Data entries

------------------------------

PR #3906, opened 2021-09-29
Strip execute bit where isn't due.

themactep:
Linux guy's pet peeve :)


t-paul (approved):
Sounds good, we really don't want to execute those :grinning:.

PR #4237, opened 2022-04-24
moved animate do dockable widget

MichaelPFrey:
directly related to dockable widget:
   * some layout switching depending on width

side changes:
   * _pause button_ added
      * various related icons added 
   * infrastructure for _dockable window_ <-> _input driver_ connection
      * _animation pause_ in button mapping preference menu
      * _animation pause/resume_ in button mapping preference menu
   * debugged icons in button mapping preference menu
   * input boxes are set to red background, when an invalid value is set
      * (this can be helpful, when the user mixes up `.` and `,` as decimal separator) 
      * I do not want to set an input qt validator or similar, as some users currently use invalid values to stop the animation


MichaelPFrey:
three screenshots, showing the three layout states:

emulating the current look:

Screenshot from 2022-04-24 13-25-24

narrow look:

Screenshot from 2022-04-24 13-25-07

Screenshot from 2022-04-24 13-25-14

MichaelPFrey:
icons in button mapping preference menu:

Screenshot from 2022-04-24 15-12-12

the bug was simply that the actions where processed before the icons where added to the actions.
The icons are added in code, as we have a light/dark mode switch.

MichaelPFrey:
`Exec=env QT_STYLE_OVERRIDE=Adwaita-Dark ./openscad`

Screenshot from 2022-04-24 19-15-36

Screenshot from 2022-04-24 19-17-30

MichaelPFrey:
undock to seperate window works:

Screenshot from 2022-04-24 19-36-31

_(maybe we should change those messages describing the options? It works on much more then edition and console)_

Screenshot from 2022-04-24 19-40-34

t-paul:
I'm only getting the single line layout which looks a bit awkward for most window sizes. Maybe I need a clean rebuild.

The button seems to have the images flipped? I think the video player convention is to show what happens when you press the button, so in stopped state the "play" triangle is shown.

Something strange is going on with window selection. The idea is that ALT+W + N/P switches between editor / console / error log and makes them directly usable with keyboard. Animate does not get focus into the edit fields and the switching order does not work after going there with ALT+W + N.

MichaelPFrey:
I assume the feedback means a general approval?
Feel free to suggest renames or clean ups in the source code and interfaces.
That is what will stay for years to come and/or is tricky to change once merged.

Mean while the animate UI will likely grow, so the layout is somewhat contemporary.
(but some optimization is also important)

> I'm only getting the single line layout which looks a bit awkward for most window sizes. Maybe I need a clean rebuild.

https://github.com/openscad/openscad/blob/18096a60193f42b8f930fc665fd4fc923b94d47d/src/gui/Animate.cc#L215-L227

Note that this switches purely on width.
Maybe I should at a height > ...?
Yeah, I think that is it.
I will change that.

> The button seems to have the images flipped? I think the video player convention is to show what happens when you press the button, so in stopped state the "play" triangle is shown.

In my mind, both work, but when thinking about it: your suggestions makes the most sense.
 
> Something strange is going on with window selection. The idea is that ALT+W + N/P switches between editor / console / error log and makes them directly usable with keyboard. Animate does not get focus into the edit fields and the switching order does not work after going there with ALT+W + N.

I will look into that.

t-paul:
Yes, I think this is certainly a good step forward compared to the current strange "hide extra toolbar to stop animation" behavior. And as already asked for on the mailing list, it's much more open for further extension/improvements.

I'm just watching out for the window handling as that is likely critical for some people who need to minimize mouse usage. So including the animation stuff into that workflow is also a good thing.

The switch on width might not trigger for me on my 4k notebook screen :smile:.

MichaelPFrey:
> The switch on width might not trigger for me on my 4k notebook screen smile.

My initial concern where/are our users on miniature screens that are concerned with every pixel and do not like change.
I am on Full HD, with secondary screen.

Triggering on height looks and feels a lot nicer either way - the code is now also a bit more robust.

> Something strange is going on with window selection. The idea is that ALT+W + N/P switches between editor / console / error log and makes them directly usable with keyboard. Animate does not get focus into the edit fields and the switching order does not work after going there with ALT+W + N.

Nothing strange, just a missing "set focus".
That was also a good hint - ALT + W + A is a good keyboard shortcut.

t-paul:
Looks good.

We should add the icons to `resources/icons/svg-default/icons.scad`.

SVGs can be generated via `./scripts/generate-svg-icons.sh`.

Here's a suggestion:
```
module animate_disabled() {
    translate([width / 2, height / 2]) {
        outline(thin) circle(d = 0.8 * width);
		circle(d = 0.5 * width, $fn = 3);
		rotate(50) square([thin, 0.8 * width], center = true);
    }
}

module animate_pause() {
    translate([width / 2, height / 2]) {
        outline(thin) circle(d = 0.8 * width);
		for (x = [-thick, thick]) {
			translate([x, 0]) square([thick, 0.4 * width], center = true);
		}
	}
}
```

src/gui/MainWindow.cc
```diff
@@ -2788,16 +2725,7 @@ void MainWindow::animateUpdateDocChanged()
...
-    bool fps_ok;
-    double fps = this->e_fps->text().toDouble(&fps_ok);
-    if (fps_ok && fps <= 0 && !animate_timer->isActive()) {
-      animate_timer->stop();
-      animate_timer->setSingleShot(true);
-      animate_timer->setInterval(50);
-      animate_timer->start();
-    }
-  }
+    //animateWidget->animateUpdate();
```
t-paul, line 2728: `MainWindow::animateUpdateDocChanged()` and `MainWindow::animateUpdate()` look to be still connected via the `TabManager`.

MichaelPFrey: I look into it.

t-paul: Ah, I see, thanks for the update.

t-paul (approved):

PR #4238, opened 2022-04-26
Include <fstream> to fix the build with boost >= 1.79.0

heirecka:
boost::filesystem deprecated the string_file.hpp header with 1.79.0 [1],
which implicitly pulled in <fstream>.
In this case only std::fstream is used anyway, so just include <fstream>
directly.

[1] https://www.boost.org/users/history/version_1_79_0.html


t-paul (approved):
Thanks!

PR #4241, opened 2022-04-27
Add Option to Invert Mouse Buttons on 3DView

### LINKED ISSUE #3981: Add preference option to swap left and right mouse buttons.
Many other applications that I use, usually user the left-mouse-button for translation and the right-mouse-button for rotation. 
Can a swap option (checkbox) be added to the Preferences?
Thank you.

osfesa:
Please, let me know if you are not happy with the change.

Fixes  #3981.

### DIFF
--- a/src/gui/MainWindow.cc
+++ b/src/gui/MainWindow.cc
@@ -352,6 +352,7 @@ MainWindow::MainWindow(const QStringList& filenames)
 
   QSettingsCached settings;
   this->qglview->setMouseCentricZoom(Settings::Settings::mouseCentricZoom.value());
+  this->qglview->setMouseInvertButtons(Settings::Settings::mouseInvertButtons.value());
 
   animate_timer = new QTimer(this);
   connect(animate_timer, SIGNAL(timeout()), this, SLOT(updateTVal()));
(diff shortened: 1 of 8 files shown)


MichaelPFrey:
I am unsure about the name. I personally would call this "Swap Mouse Buttons".
When I read "Invert Mouse Buttons" I think inverting of pressed/released.
But am not a native English speaker, so feel free show me a reference.

Microsoft uses _swap_ and _switch_. [1](https://support.microsoft.com/en-us/windows/change-mouse-settings-e81356a4-0e74-fe38-7d01-9d79fbf8712bl)
Others call it right and left handed mouse. (but this is not the point here)
"remap" is also used sometimes for such a feature, but that would be to broad.
Reverse Mouse button is also sometimes used.

Other thoughts on the name?

t-paul:
I'm bringing more votes for "Swap Mouse Buttons" :smile:.

Otherwise the change looks good.

osfesa:
I like "Swap mouse buttons" too. I'll submit the new name soon.

t-paul (approved):
:tada:

PR #4242, opened 2022-04-29
Fix using a relative path to `import` JSON in a `use`d file

mmalecki:
Previously we took the filename as-is, which caused us to attempt to
open skewed paths.

Add a test.

### DIFF
--- a/src/core/builtin_functions.cc
+++ b/src/core/builtin_functions.cc
@@ -37,6 +37,7 @@
 #include "FreetypeRenderer.h"
 #include "Parameters.h"
 #include "import.h"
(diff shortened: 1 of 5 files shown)


mmalecki:
Hm, I just realized there's a deprecation warning there (duh), but it seems like the most intuitive approach, especially for JSON (with modules wanting to ship their data).

t-paul (approved):

t-paul:
No, I think it's ok that way. It could be argued to not enable the fallback for the new stuff, but as it gives a deprecation warning I don't see a big problem just keeping it in sync with other imports.

PR #4243, opened 2022-05-01
viewport controll widget

MichaelPFrey:
Setting the view size is useful, when creating animation.
Some codecs require the height and resolution to be divisible by 4. 
Some  people might want to create a bounce of animations with consistent resolutions (e.g 640 x 480).

The technical reason why it can only crop not expand is, that it is tricky for a widget to trigger its parent elements to resize.
Depending on the request, it might be enough to move the docks, but it might require resizing the whole window - in some cases even above the systems resolution. By only allowing to crop, we can avoid having to deal with resizes.

The camera can be controlled by variables in the OpenSCAD script, but when the preview takes some time (and the render even more), that is not always practicable. 

Maybe "view control widget" would be more accurate.

To some extend, this is also just infrastructure work.
Expanding the mainwindow is always tricky, while working in a specialized dock is much easier.
Some example what additional controls could be added later:
* adding buttons like "isometric view" or "rotate by x units"
* adding generic sliders
* adding a custom 3D control widget
* save/restore current camera

----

------------------------------

» **Try it**: Report, for the data above, every line in which the string "execute" appears.

» **Output of the exercise**:
Strip execute bit where isn't due.
Sounds good, we really don't want to execute those :grinning:.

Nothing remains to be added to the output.